I am helping my cousin plan her wedding. She is LDS, her fiance is LDS, all of her family is LDS, and her fiance's family is LDS. Everyone is LDS. However, they are not able to get married in the temple at this time. They are having their bishop officiate their ceremony, and I am just wondering--What type of ceremony is appropriate? Are there any specific guidelines? Especially pertaining to the exchanging of vows--are there specific vows for such occasions? Or would it be acceptable for them to write their own? Does the ceremony need to be traditional or do they have flexibility? Please let me know anything that you know about this type of ceremony! Thank you!

for a nontemple one? there really aren't any guidelines.. the nontemple one my cousin had was held outdoors at a place that was made mainly for weddings... about the only fancy parts were how people were dressed and the food that was provided afterwards.

They had the local bishop perform the ceremony.

Link to comment
Share on other sites

My first marriage was performed by a Bishop and we didn't write our own vows just cos. It was very short and nothing fancy, like others have said. We got married on Church grounds but I don't believe it has to be that way. Oh and we did have a ring ceremony where we exchanged rings.

Link to comment
Share on other sites

Guest mysticmorini

if the wedding is to be preformed in the chapel by the bishop or SP (the only two Priesthood holders authorized to preform the ceremony at the ward level) there are some pretty clear guidelines in the CHI including the vow's to be used, I believe writing your own vow's is discouraged. above all, civil ceremonies are to be in such a manner as to yield proper respect to Temple marriages.

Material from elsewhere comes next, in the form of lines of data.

PR #3539, opened 2023-06-29
Send back a 409 for duplicate UUIDs

wssheldon:


src/dispatch/signal/views.py
```diff
@@ -104,12 +105,24 @@ def create_signal_instance(
...
-    signal_instance.signal = signal
-    db_session.commit()
-    return signal_instance
+    try:
+        signal_instance = signal_service.create_instance(
+            db_session=db_session, signal_instance_in=signal_instance_in
+        )
+    except IntegrityError as e:
+        if type(e.orig) is UniqueViolation:
+            msg = f"The id: {signal_instance_in.id} already exists in the database. Please provide a unique id."
```
mvilanova, line 114:
```suggestion
            msg = f"Signal instance id {signal_instance_in.id} already exists in the database. Please provide a unique id."
```

mvilanova: Will the info in this message be enough to troubleshoot on the other side?

mvilanova (approved):

src/dispatch/signal/views.py
wssheldon: Probably, it could be improved though. I'll add some additional information.

wssheldon:
Abandoning this PR in favor of #3564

on the other hand if the ceremony is held at another location by any other authority you can do whatever you want. I knew a lds couple that did a samurai wedding in a cave, believe it or not.

Link to comment
Share on other sites

There was not a ring ceremony however it was more like we traded rings to show our commitment.

In a typical wedding ceremony (non-temple type) there are vows and a couple would exchange rings. Separating the wedding ceremony from the ring exchange is weird, because the ring exchange is part of the ceremony.
Link to comment
Share on other sites

In a typical wedding ceremony (non-temple type) there are vows and a couple would exchange rings. Separating the wedding ceremony from the ring exchange is weird, because the ring exchange is part of the ceremony.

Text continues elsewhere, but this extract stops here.